EXERCISE REQUIREMENTS: For this exercise, return exactly the lines of the material below that begin at the one with "#define BUFSIZE 30" and stop after the one with "-444,7 +446,7 @@".

_ _ _ _

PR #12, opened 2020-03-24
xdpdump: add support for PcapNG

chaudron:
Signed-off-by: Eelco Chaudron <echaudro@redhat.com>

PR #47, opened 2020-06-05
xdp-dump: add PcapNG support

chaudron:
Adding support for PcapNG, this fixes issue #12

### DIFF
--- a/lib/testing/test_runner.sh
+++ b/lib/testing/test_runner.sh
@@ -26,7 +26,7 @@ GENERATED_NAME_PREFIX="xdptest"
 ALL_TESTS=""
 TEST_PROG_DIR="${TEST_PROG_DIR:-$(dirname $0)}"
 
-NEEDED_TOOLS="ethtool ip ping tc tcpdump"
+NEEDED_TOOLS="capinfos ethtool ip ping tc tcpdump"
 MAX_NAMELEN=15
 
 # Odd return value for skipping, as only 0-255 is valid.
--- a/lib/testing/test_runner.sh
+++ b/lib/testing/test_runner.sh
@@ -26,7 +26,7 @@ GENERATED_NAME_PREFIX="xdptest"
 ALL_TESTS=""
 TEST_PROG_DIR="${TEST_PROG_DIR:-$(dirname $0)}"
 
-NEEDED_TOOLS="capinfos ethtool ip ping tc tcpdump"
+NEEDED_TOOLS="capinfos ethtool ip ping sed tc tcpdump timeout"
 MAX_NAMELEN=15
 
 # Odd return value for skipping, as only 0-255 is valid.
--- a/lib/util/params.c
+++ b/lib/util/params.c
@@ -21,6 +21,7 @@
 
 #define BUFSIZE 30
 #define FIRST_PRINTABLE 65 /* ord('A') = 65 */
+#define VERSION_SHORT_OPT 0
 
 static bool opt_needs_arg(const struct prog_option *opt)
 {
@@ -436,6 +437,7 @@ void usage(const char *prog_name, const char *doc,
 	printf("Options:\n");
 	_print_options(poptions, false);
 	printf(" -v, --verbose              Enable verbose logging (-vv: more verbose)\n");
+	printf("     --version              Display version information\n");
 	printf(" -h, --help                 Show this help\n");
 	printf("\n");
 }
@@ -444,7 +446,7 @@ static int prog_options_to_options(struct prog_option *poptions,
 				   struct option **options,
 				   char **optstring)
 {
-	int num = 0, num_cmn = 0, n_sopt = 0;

_ _ _ _

ANSWER TO THIS TASK:
 #define BUFSIZE 30
 #define FIRST_PRINTABLE 65 /* ord('A') = 65 */
+#define VERSION_SHORT_OPT 0
 
 static bool opt_needs_arg(const struct prog_option *opt)
 {
@@ -436,6 +437,7 @@ void usage(const char *prog_name, const char *doc,
 	printf("Options:\n");
 	_print_options(poptions, false);
 	printf(" -v, --verbose              Enable verbose logging (-vv: more verbose)\n");
+	printf("     --version              Display version information\n");
 	printf(" -h, --help                 Show this help\n");
 	printf("\n");
 }
@@ -444,7 +446,7 @@ static int prog_options_to_options(struct prog_option *poptions,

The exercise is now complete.